El 2016 Aznar renunció a la presidencia honorífica del PP. Este 2017 Aguirre dimitió como concejala del ayuntamiento de Madrid, a causa del caso Lezo, poco después de perder el control de su partido en la capital. Aunque suena como posible candidato para disputar la alcaldía de Madrid a las confluencias de Podemos, lo tendrá difícil para resituarse.

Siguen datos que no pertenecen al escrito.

PR #88, opened 2021-03-08
PU grids generation.

aagm:
### Overview
Job system and first queue + Job to generate Planning units related to a user project area.
Also the testing system for QA this. 

### Testing instructions

Running Tests should pass.
Don't forget to do a clean slate; the bd updates PostGIS to 3.1 and requires refresh the data.
You need to create a Project and automatically a new job is created if the project provides a valid region or extent. That job is going to be processed by the geoprocessing and generate the PU grid. PU grid will only be attached at the scenario level. But the required geometries will be ready on the PU table to be accessible through the project extent.

### Feature relevant tickets

https://vizzuality.atlassian.net/browse/MARXAN-148

---

- [ ] If this PR adds a feature that should be tested for regressions when
- [x] Update CHANGELOG file


hotzevzl:
@aagm this is great! lots of nice things working together - I'm really liking BullMQ already 😅 

See my branch https://github.com/Vizzuality/marxan-cloud/tree/feature/api/MARXAN-148-generate-planing-unit-grids%2Bandrea-suggestions for some ideas on how to deal with the test issues you were having.

Do keep in mind that we should try (in my opinion) to limit our testing to making sure that we trigger and process things as we mean to and as API clients may expect (though these "contracts" are still very much in flux at this stage, of course, but I mean in principle), that behaviours that are not desired should not happen, and that we are "piloting" these job queues in a meaningful way, but we should be careful at the same time to not end up "testing that BullMQ and Redis work", which is - again in my opinion - a common issue when dealing with what are in practice integration tests.

But in any case, it's often a fine line, and I'm sure we'll develop a good sense of what makes sense to test and what we can assume that is tested elsewhere, as we keep working on these kinds of async contexts.

hotzevzl:
also, I didn't get to check why Jest hangs indefinitely if the queue cleanup is running on teardown (`afterAll()`) - so I have left that disabled via a bool constant for now, but we should eventually clean up our test data from Redis automatically on teardown, of course. but nothing to worry about for the moment.

api/test/planning-units.e2e-spec.ts
```diff
@@ -0,0 +1,220 @@
...
+      const response = await request(app.getHttpServer())
+        .post('/api/v1/organizations')
+        .set('Authorization', `Bearer ${jwtToken}`)
+        .send(E2E_CONFIG.organizations.valid.minimal())
+        .expect(201);
+
+      anOrganization = response.body.data;
+
+      expect(anOrganization.type).toBe('organizations');
+    });
```
hotzevzl, line 117: this is something I would discourage to take from my (bad) early examples in other tests 😅 

This is all opinion, but basically at the beginning I was creating "parent" entities in self-contained tests, but in practice we shouldn't be testing that creating an organization works as expected in a test suite focused on planning units - in newer tests I have used some test util classes to wrap organization/project/scenario creation and I then create these parent entities as needed in `beforeAll()`, and delete them if needed in `afterAll()`. I will adapt older tests bit by bit, so I am happy for this to stay here if you are ok for me to include this in my cleanup 😅  (same for the deleting projects/org test further down).

geoprocessing/test/planning-units-processor.e2e-spec.ts
```diff
@@ -0,0 +1,27 @@
...
+function delay(ms: number) {
+  return new Promise(function (resolve) {
+    return setTimeout(resolve, ms);
+  });
+}
+
+describe('planning units jobs (e2e)', () => {
+  jest.setTimeout(2 * 1000);
+  it('executes the child job processor with mock data', async () => {
+    const createPlanningUnitsDTO: Partial<Job> = {
```
hotzevzl, line 15: this test prevents the geoprocessing service to build for me.

without full context, I got this to build with a few type narrowings - see my suggestions about this in planning-units.job.ts and in the e2e config for geoprocessing

hotzevzl, line 15:
```suggestion
    const createPlanningUnitsDTO: Pick<Job<PlanningUnitsJob>, 'data' | 'id' | 'name'> = {
```

geoprocessing/test/e2e.config.ts
```diff
@@ -0,0 +1,48 @@
...
+  PlanningUnitsJob,
+  PlanningUnitGridShape,
+} from 'src/modules/planning-units/planning-units.job';
+
+export const E2E_CONFIG: {
+  planningUnits: {
+    creationJob: {
+      valid: {
+        customArea: (options: unknown) => Partial<PlanningUnitsJob>;
+        adminRegion: (options: unknown) => Partial<PlanningUnitsJob>;
```
hotzevzl, line 12:
```suggestion
        customArea: (options: unknown) => PlanningUnitsJob;
        adminRegion: (options: unknown) => PlanningUnitsJob;
```

geoprocessing/test/planning-units-processor.e2e-spec.ts
```diff
@@ -0,0 +1,27 @@
+import { Job } from 'bullmq';
+import defaultExport from '../src/modules/planning-units/planning-units.job';
```
hotzevzl, line 2:
```suggestion
import { createPlanningUnitGridFromJobSpec, PlanningUnitsJob } from '../src/modules/planning-units/planning-units.job';
```

geoprocessing/test/planning-units-processor.e2e-spec.ts
```diff
@@ -0,0 +1,27 @@
...
+  jest.setTimeout(2 * 1000);
+  it('executes the child job processor with mock data', async () => {
+    const createPlanningUnitsDTO: Partial<Job> = {
+      id: '1',
+      name: 'create-pu',
+      data: E2E_CONFIG.planningUnits.creationJob.valid.customArea({
+        countryCode: 'NAM',
+      }),
+    };
+    const value = await defaultExport(createPlanningUnitsDTO);
```
hotzevzl, line 22:
```suggestion
    const value = await createPlanningUnitGridFromJobSpec(createPlanningUnitsDTO);
```

geoprocessing/src/modules/planning-units/planning-units.job.ts
```diff
@@ -0,0 +1,72 @@
...
+  countryId?: string;
+  adminRegionId?: string;
+  adminAreaLevel1Id?: string;
+  adminAreaLevel2Id?: string;
+  planningUnitGridShape: PlanningUnitGridShape;
+  planningUnitAreakm2: number;
+  extent?: Record<string, unknown>;
+}
+
+export default async (job: Job<PlanningUnitsJob> | any) => {
```
hotzevzl, line 23:
```suggestion
export const createPlanningUnitGridFromJobSpec = async (job: Pick<Job<PlanningUnitsJob>, 'data' | 'id' | 'name'>) => {
```
just a tiny detail, but I recommend to name exports explicitly to help understand at a glance what they are - this suggestion is mainly about the type signature (see comments below for `planning-units-processor.e2e-spec.ts`) but I also suggest the naming thingy (and use that in the e2e-spec file suggestions)

hotzevzl (changes requested):
@aagm this is massive, I love this PR and the amazing amount of work behind it, well done!

as usual a lot of style notes, and a couple of change requests:

* I could not build the geoprocessing service without some kind of changes to the test that goes with it (I have added suggestions, in case you are ok with them and they work for you)
* logic and templated SQL in planning-units.job.ts can be made more robust and safer

for the latter, no need to handle all possible cases now, but I would suggest to handle at least the happy path more robustly and by using query params where possible (see notes inline)

geoprocessing/src/modules/planning-units/planning-units.job.ts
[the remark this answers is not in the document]
hotzevzl:
```suggestion
export default async (
  job: Pick<Job<PlanningUnitsJob>, 'data' | 'id' | 'name'>,
) => {
```

this "works for me" together with the changes I suggested in the planning units processor e2e test file

api/src/modules/planning-units/planning-units.service.ts
```diff
@@ -0,0 +1,53 @@
...
+  constructor() {
+    this.queueEvents.on('completed', (job) => {
+      this.logger.log(
+        `this job ${job.jobId} for ${this.queueName} is completed`,
+      );
+    });
+  }
+
+  public async create(creationOptions: CreatePlanningUnitsDTO): Promise<void> {
+    await this.planningUnitsQueue.add('create-pu', creationOptions);
```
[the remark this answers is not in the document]
aagm: Yes, that idea was floating on my mind, I decided not yet to do it as I will probably need your wisdom there, but definitely something to do in the near future.

api/src/modules/projects/projects.service.ts
```diff
@@ -31,6 +32,7 @@ type ProjectFilterKeys = keyof Pick<
 >;
 type ProjectFilters = Record<ProjectFilterKeys, string[]>;
 
+const logger = new Logger('projects');
```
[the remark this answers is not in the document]
aagm: ok that was a leftover from the rebase, thank you for catching it!

api/src/modules/projects/projects.service.ts
```diff
@@ -185,6 +188,17 @@ export class ProjectsService extends AppBaseService<
...
-    return planningArea;
+    return planningArea
+  }
+
+  async actionAfterCreate(
+    model: Project,
+    createModel: CreateProjectDTO,
+    info?: AppInfoDTO,
+  ): Promise<void> {
+    if (createModel.planningUnitAreakm2 && createModel.planningUnitGridShape) {
```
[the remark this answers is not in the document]
aagm: Ideally, it should be transparent, the reality is that right now it will only take care of regular generated grids (as we currently do not support user grid uploads). in my mind these are the possibilities:
An area(extent)/region/custom grid is not supplied -> nothing is triggered 
A custom extent (area) is supplied, but not planning unit area type + grid size or user grid -> nothing is triggered
A planning unit area type + grid size is supplied but  not an area(extent)/region/custom grid is provided -> nothing is triggered

An area(extent)/region is provided + a planning unit area type(regular grid hexagon or square or irregular) + grid size -> PU grid generation is triggered.

A custom grid uploaded by the user is provided -> Regular grid creation should not be triggered, but we should upload that grid as a custom one set the PlanningUnitGridShape.fromShapefile and infer the extent and /or admin regions from there. Also, have a way to retrieve that user data as part of the project. 

* the area extent can be also uploaded by the user but is only a geometry that represents a custom extent.

And yes the same logic should go in after the update, + a check to invalidate everything if this is triggered. 
And also we must do all this checks/validations before we trigger this.

But as you mention this looks like work for a next pr :D (i will put this exact thing in jira so we dont forget about all things that need to happen)

docker-compose.yml
```diff
@@ -91,18 +95,28 @@ services:
...
+  # Admin gui for redis
+  redis-commander:
+    image: rediscommander/redis-commander
+    hostname: redis-commander
+    container_name: marxan-redis-commander
+    restart: always
+    environment:
+      - REDIS_HOSTS=local:marxan-redis:6379
+    ports:
+      - '9000:8081'
```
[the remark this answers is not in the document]
aagm: You are right, I did add the commander may be in a rush mode in order to have a glimpse at the Redis instance, I will fix it setting an env with the port as the rest of the services :D

api/src/modules/planning-units/planning-units.service.ts
```diff
@@ -0,0 +1,53 @@
...
+ **/
+@Injectable()
+export class PlanningUnitsService {
+  public readonly queueName: string = 'planning-units';
+  private readonly logger: Logger = new Logger(
+    `${this.queueName}-queue-publisher`,
+  );
+  public readonly planningUnitsQueue: Queue = new Queue(this.queueName, {
+    ...config.get('redisApi'),
+    defaultJobOptions: {
```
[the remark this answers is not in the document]
aagm: I left it open but agree that this can be outed in the config default, moving it there.

geoprocessing/src/modules/planning-units/planning-units.job.ts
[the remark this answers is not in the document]
aagm: ok that any was for the tests, a lack of knowledge on my end :S as for testing, it complains that is not a full job definition.

geoprocessing/src/modules/planning-units/planning-units.job.ts
```diff
@@ -0,0 +1,72 @@
...
+        }
+        if (job.data.adminAreaLevel2Id?.length) {
+          filterSQL.push(`gid_2 = '${job.data.adminAreaLevel2Id}'`);
+        }
+        subquery = `(SELECT (${gridShape[job.data.planningUnitGridShape]}(${
+          Math.sqrt(job.data.planningUnitAreakm2) * 1000
+        },
+                            ST_Transform(a.the_geom, 3857))).*
+                    FROM admin_regions a
+                    WHERE ${filterSQL.join(' AND ')} ) grid`;
```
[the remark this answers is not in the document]
aagm: Yes you are right, that validation should happen in the API on the `actionAfterCreate / actionAfterUpdate` in `project.service` (I have added a small guard there but probably is far from perfect)
And I agree that this is far from being complete and perfect, as I'm not taking into account uploaded files.

geoprocessing/src/modules/planning-units/planning-units.job.ts
```diff
@@ -0,0 +1,72 @@
...
+      let subquery: string;
+      const gridShape = {
+        square: 'ST_SquareGrid',
+        hexagon: 'ST_HexagonGrid',
+      };
+      if (job.data.extent) {
+        subquery = `(SELECT (${gridShape[job.data.planningUnitGridShape]}(${
+          Math.sqrt(job.data.planningUnitAreakm2) * 1000
+        },
+                            ST_Transform(ST_GeomFromGeoJSON('${JSON.stringify(
```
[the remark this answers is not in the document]
aagm: ok I have tested and so far, if the users try to pass a negative value the DB on project creation throws an error (i love enforcing uint in the DB table) so from there we should be safe. but I had also add at the job level a check and an error trow just in case

api/test/planning-units.e2e-spec.ts
aagm: i know but i was pending that the new ones are in order to incorporate them there. i can leave a todo note and we can refactor this tests later

geoprocessing/src/modules/planning-units/planning-units.job.ts
hotzevzl: sorry, this is confusing, I just realized this now: it was an initial suggestion, then the PR review page froze and when I reloaded it this comment wasn't shown, and in the meanwhile I had checked it locally and realised that naming the export was leading to the function not being called, so I left this alone thinking that the comment had been lost, but no, the part about naming the export should be ignored (and the part about the type signature of the job parameter could be considered, if you want). sorry about the confusion!

geoprocessing/test/planning-units-processor.e2e-spec.ts
aagm: ok i think this is solved now

geoprocessing/test/planning-units-processor.e2e-spec.ts
aagm: :+1:

geoprocessing/test/planning-units-processor.e2e-spec.ts
aagm: +1

geoprocessing/src/modules/planning-units/planning-units.job.ts
aagm: thank you for this :D

hotzevzl (approved):
@aagm thanks, I think we can merge 🚀 if you are happy.

My only remaining concerns are around unescaped content from user input in `geoprocessing/src/modules/planning-units/planning-units.job.ts`. This shouldn't be an issue when API requests come from the frontend, but in general we should avoid at all costs unescaped user input to end up in queries - it's too easy to overlook some validation and things can slip through. We can revisit this in a successive PR but let's definitely not forget about this.

Also, I'd suggest to stick to using error objects: line 77 in the same file - I'd suggest to `throw new Error('Without extent or valid administrative level a regular pu area cannot be created');` there.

La presidenta de la comunidad, Cristina Cifuentes, no la quiere -quizás porque es una señora que se hizo a si misma, mientras Aguirre la martirizaba. Además, el malestar de la guerra con Catalunya empieza a llegar a Madrid y en la capital no gusta el mal rollo. Aunque algún partidario suyo haya desembarcado en el ayuntamiento para tratar de abrirle el camino, Casado no tiene la cordialidad cálida de los alcaldes.
La mejor carta de Casado es que, de momento, es un mal menor, una figura de consenso entre las diversas familias del PP. Además, en el plano retórico conecta con la contundencia de las medidas que Rajoy anunció ayer contra el autogobierno de Catalunya. Hace poco, soltó que Puigdemont acabaría como Companys con la agresividad típica de los jóvenes que no saben de qué hablan.
El problema es que, con Cataluña o sin ella, el PP necesitará ganar elecciones y pronto se verá que las frases vacías de Casado sólo traen desertización y violencia gratuita, igual que la de algunos estrategas audaces del soberanismo. Casado es como la bisutería, que es suficiente para dar una buena impresión en las fiestas cuando las cosas marchan solas, pero no tiene ningún valor cuando lo que necesitas es poder comprar patatas en medio de un conflicto absurdo y descarnado.
El anticatalanismo estaba bien como discurso electora, mientras no había que llevarlo a cabo. Si el mundo de la vieja CiU ha sido destruido por los mismos ideales que decía defender, es muy probable que el PP de Casado corra una suerte parecida.